Tero
The first spray delivers black pepper cutting through caramel in an unusual opening—sharp spice colliding with sticky sweetness.
The scent fingerprint
Weighted by intensity across 11 accords.
Every perfume in Sillage is represented as a distribution across canonical accord slugs — a lingua franca for scent. Two fragrances with overlapping fingerprints are scent-twins, even if they share no literal note.
- Soft Spicy50
- Salty50
- Woody50
- Sweet
The note pyramid
- Black Pepper
- Caramel
- Cinnamon
- Patchouli
- Vetiver
- Amber
By the editors · 2 min readThe first spray delivers black pepper cutting through caramel in an unusual opening—sharp spice colliding with sticky sweetness. Neither dominates. Instead they orbit each other, creating a tension that keeps the nose engaged rather than settling into easy comfort.
As it develops, cinnamon arrives with earthy patchouli underneath, grounding what could have been a gourmand exercise. The spices here aren't decorative. They're structural, holding the composition together as vetiver and amber emerge in the base. The vetiver adds a smoky, almost charred quality that plays against the remaining sweetness.

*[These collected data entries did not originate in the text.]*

PR #238, opened 2018-05-16
MH-12892 Added ability to configure the job load for the transcription service.

rute-santos:


etc/org.opencastproject.transcription.ibmwatson.IBMWatsonTranscriptionService.cfg
```diff
@@ -37,3 +37,6 @@ ibm.watson.password=<SERVICE_PSW>
 # Email to send notifications of errors. If not entered, the value from
 # org.opencastproject.admin.email in custom.properties will be used.
 #notification.email=
+
+# Start transcription job load
+job.load.start.transcription=0.1
```
lkiesow: Since this is set to the default, can we state the default and comment out the setting. That way it's clear that the default value is used. A lot of other configuration keys use this format already. It helps quickly identify values a user has modified:

```
# Start transcription job load
# Default: 0.1
￼#job.load.start.transcription=0.1
```

lkiesow (commented):
Looks good. I've added one small suggestion. I'll try to actually test it tomorrow.

etc/org.opencastproject.transcription.ibmwatson.IBMWatsonTranscriptionService.cfg
rute-santos: Done! Also for MH-12893.

lkiesow:
Thanks for the change. Merged.

PR #239, opened 2018-05-16
MH-12893 Added ability to configure the job load for the aws s3 distribution service.

rute-santos:


modules/distribution-service-aws-s3/src/main/java/org/opencastproject/distribution/aws/s3/AwsS3DistributionServiceImpl.java
```diff
@@ -108,6 +109,29 @@
   // config.properties
   public static final String OPENCAST_DOWNLOAD_URL = "org.opencastproject.download.url";
 
+  /** The load on the system introduced by creating a distribute job */
+  public static final float DEFAULT_DISTRIBUTE_JOB_LOAD = 1.0f;
```
lkiesow: Should the default distribution job load actually be that high. 1 is the same as an enocde job iirc.

etc/org.opencastproject.distribution.aws.s3.AwsS3DistributionServiceImpl.cfg
```diff
@@ -24,3 +24,7 @@ org.opencastproject.distribution.aws.s3.distribution.enable=false
 # The AWS secret access key to use for connecting to S3.
 #org.opencastproject.distribution.aws.s3.secret.key=
 
+# Job loads
+job.load.aws.s3.distribute=1.0
```
lkiesow: Can we put these in the same form I suggested for your other pull request` For example:

```
# Description of what job this load is for.
# Default: 1.0
#job.load.aws.s3.distribute=1.0
```

lkiesow (commented):
Overall, this looks good.

modules/distribution-service-aws-s3/src/main/java/org/opencastproject/distribution/aws/s3/AwsS3DistributionServiceImpl.java
rute-santos: The download distribution service has 1.0 as the distribute job load in its configuration  (which in my opinion is too much so maybe a bug?).
The S3 distribution is different from the download distribution because it actually copies files to S3 as opposed to linking them in the file system. I picked 1.0 based on that, but agree that it may be too much. Suggestions? It's just a default :)

lkiesow: The download distribution job loads do not even match up in code and configuration. I created pull request #244 to fix that.

What about 0.4 for this? Given that 1 means full usage of one CPU core, I would expect a single threaded machine to handle a bit more than two of these jobs in parallel. Of course, this is picked by me with no actual testing done. Hence, feel free to go higher or lower ;-)

rute-santos: Hi @lkiesow, I did some tests yesterday and the job didn't produce as much load as I expected so I think it's ok to match to the download distribution values. I am going to set the default to 0.2 and 0.1.

lkiesow:
Thanks for testing the job loads. Merged.

PR #244, opened 2018-05-17
MH-12898, Fix download distribution job load defaults

lkiesow:
This patch fixes the default values for the download distribution job
loads. It increases the default value for distribution jobs since they
can be slightly more expensive due to file transfers though it does not
go so far as to raise it all the way up to one like the configuration
file did.

The retract job load is lowered to 0.1 since it is a very simple job
after all and a system should be able to handle multiple retract jobs in
parallel.


staubesv (approved):

rute-santos:
Looks ok to me!

PR #247, opened 2018-05-17
MH-12901, Fix YouTube publication job loads

lkiesow:
This patch adjusts the YouTube publication job load defaults. Retracting
should be very inexpensive as already defined in the configuration.
Publishing should be more expensive but still less expensive than tasks
like encoding.


staubesv (approved):

staubesv:
Hi @lkiesow All the job load PRs are fine. I just wait with merging so that others have a chance to comment the new job loads.

PR #248, opened 2018-05-18
MH-12902, closing videoeditor should continue in events list

doofy:
This patch adds a resume feature to admin ui events module

Before this patch every way you could leave the video editor and go to the events list got you back to the beginngn of the list. With this patch the close button brings to the page of the events list where you left off from.

This work was sponsored by SWITCH


KatrinIhler (approved):
Seems to do exactly what it's supposed to do and sounds reasonable to me.

lkiesow:
Merged (trusting it @KatrinIhler's review)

Tero ends up somewhere between a spiced oriental and a woody aromatic, warmer than most niche offerings but not overtly sweet. It suits cooler weather and people comfortable wearing something that reads as deliberate rather than easy. The projection is noticeable without being aggressive, and it stays close to the skin after the first few hours.
Scent twins
Factual metadata (name, house, year, notes) is seeded from public datasets. The editorial reading and scent fingerprint are written by Claude against our house style — none of it is scraped prose. Read our methodology.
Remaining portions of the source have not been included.